Di samping itu, Ramadhan akan menjadi miniatur peradaban manusia yang madani. Manusia yang sederhana, tidak berlebih-lebihan dalam setiap tindakan. Karena Ramadhan akan mengajarkan manusia untuk berpuasa, menahan ego dan emosi, merasakan kepahitan hidup orang-orang miskin. Ramadhan adalah waktu paling tepat untuk menemukan contoh manusia yang peduli pada sesama, karena pada waktu itu manusia berlomba-lomba melakukan kebaikan. Terinspirasi dari kepahitan yang dirasakan oleh orang-oang miskin dengan berpuasa, maka mereka membayar zakat fitrah. Belum lagi sedekah-sedekah sunah yang dikeluarkan di bulan Ramadhan, ibarat air yang mengalir dari mata air, tiada hentinya.

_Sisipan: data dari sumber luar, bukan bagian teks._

PR #266, opened 2024-11-18
Implement IPI broadcast for all cores except the emitter.

francois141:
This commit introduce a building block required to go multicore with the ace policy implementation.

### DIFF
--- a/src/driver.rs
+++ b/src/driver.rs
@@ -2,6 +2,7 @@
 
 use core::ptr;
 
+use crate::arch::{Arch, Architecture, Csr};
 use crate::config::{self, PLATFORM_NB_HARTS};
 
 pub mod clint {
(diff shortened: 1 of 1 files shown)


src/driver.rs
```diff
@@ -151,4 +152,22 @@ impl ClintDriver {
...
+    /// Create a pending MSI interrupts for each harts of the platform, except the current one.
+    #[allow(dead_code)]
+    pub fn trigger_msi_on_all_other_harts(&mut self) {
+        let current_hart: usize;
+        unsafe {
+            asm!(
+            "csrr {0}, mhartid",
+            out(reg) current_hart
+            );
+        }
```
CharlyCst, line 165: We don't use assembly outside of the `arch` module. This is important as this basically prevent from compiling the module to another architecture, which we need for unit tests and formal verification with the Sail model in the future.

Instead you can use the `read_csr` function from `Arch` to get the current hart ID.

CharlyCst (commented):
See comment :)

src/driver.rs
francois141: I believed it was only for virt.rs. Ma bad, sorry about that! Fixed now!

CharlyCst (approved):

PR #267, opened 2024-11-18
Add support for skipping Spike tests

CharlyCst:
This PR adds support for running Spike tests in the CI as well as skipping tests if the emulator is not available (which avoids breaking tests on user machines without Spike).

A limitations of Spike tests is that they don't work with OpenSBI shutdown as it requires loading OpenSBI as an ELF for Spike to locate the `tohost` symbol, thus there is no Linux Spike test yet. The best option here is most likely to re-compile OpenSBI with a patch to use an ecall to Miralis shuting down on Spike.

### DIFF
--- a/.github/workflows/ci.yaml
+++ b/.github/workflows/ci.yaml
@@ -28,6 +28,12 @@ jobs:
         echo ""
         echo "QEMU version:"
         qemu-system-riscv64 --version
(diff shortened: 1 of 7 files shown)


CharlyCst:
Cool, Spike is finally working on the CI 🙂

PR #271, opened 2024-11-22
Keystone: Run Enclave functionality

FredKhayat:


CharlyCst (commented):
The code looks good to me :)

It seems there is a timeout issue with the CI with one of the keystone test, do you have the same issue locally?

CharlyCst:
Same issue it seems, the tests do not terminate:

```
Boot HART MEDELEG         : 0x000000000000b109
[Info  | miralis::virt] > Hello from test keystone payload
[Info  | miralis::virt] > Enclave created successfully
[Info  | miralis::virt] > Illegal argument test passed
Error: The operation was canceled.
```

The cancelation is the CI timeout. In the test payload are you exiting properly? What is happening when you run the tests in local?

FredKhayat:
> Same issue it seems, the tests do not terminate:
> 
> ```
> Boot HART MEDELEG         : 0x000000000000b109
> [Info  | miralis::virt] > Hello from test keystone payload
> [Info  | miralis::virt] > Enclave created successfully
> [Info  | miralis::virt] > Illegal argument test passed
> Error: The operation was canceled.
> ```
> 
> The cancelation is the CI timeout. In the test payload are you exiting properly? What is happening when you run the tests in local?

When I run the test in local, it terminates successfully, but on the CI, it seems to get stuck when jumping into the enclave. Do you have an idea of what might be the problem?

CharlyCst:
Hmmm in general the QEMU features might be different, which version are you using? The CI is using  6.2.0 if that didn't change recently.
Do you need to pass some special flags?

FredKhayat:
I am using version 7.2.13 and I am not passing any special flags, I will try downgrading my QEMU version to see if I can replicate the bug locally

CharlyCst:
I see, can you check with GDB where the system is stuck? Is it inside of Miralis or somewhere else? And if in Miralis, do you know where?

We didn't have the issue before, so something must have changed ^^

FredKhayat:
I fixed the issue, it happened because I accidentally swapped the names of two CSRs

CharlyCst:
Awesome, good catch ^^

Sebaliknya, walaupun biji kopi terbaik yang diracik oleh peracik terbaik diletakkan begitu saja di atas sebuah batu tanpa diseduh dengan air, maka ia tidak akan memberi pengaruh apapun pada batu tersebut. Ia tidak akan menghasilkan aroma nikmat. Ia hanya terpajang belaka. Bila waktunya datang, angin akan menghembusnya. Hujan akan membawanya mengalir. Tidak ada bekas sama sekali, tidak ada kolaborasi cantik, tidak ada kenikmatan pada kopi terbaik sekalipun.

Demikianlah jika Ramadhan datang pada orang-orang yang hanya menjadikan Ramadhan sebagai sebuah festival, sebuah perayaan budaya tahunan. Mereka menyambut Ramadhan seolah bersuka cita, padahal hanya rekayasa belaka, untuk kepentingan pragmatisnya. Maka di sana tidak ada dimensi spiritualnya. Mengutip Kurnia JR, “Sebulan Kemustahilan” pada Opini Harian Kompas (6/6), “Ketika agama sudah jadi sekedar kegiatan budaya, maka hasilnya adalah festival. Peribadatan jadi perayaan, doa jadi nyanyian. Di sana ada nyanyian. Di sana ada keramaian, kemeriahan, bunyi-bunyian tarian, sajian kuliner, pameran busana dan aksesori, serta simbol-simbol warna dan benda”.

Ramadhan yang dijalani dengan cara seperti ini akan terbang tanpa meninggalkan kesan bagi pelaksananya. Seperti kopi di atas batu yang diterbangkan angin dan dibawa hujan, ia hilang tanpa bekas. Ia kembali ke bentuk semula, keras, sunyi, dan tidak berubah.

Semoga Ramadhan kita adalah Ramadhan tebaik yang datang pada hamba terbaik. Wallahu a’lam.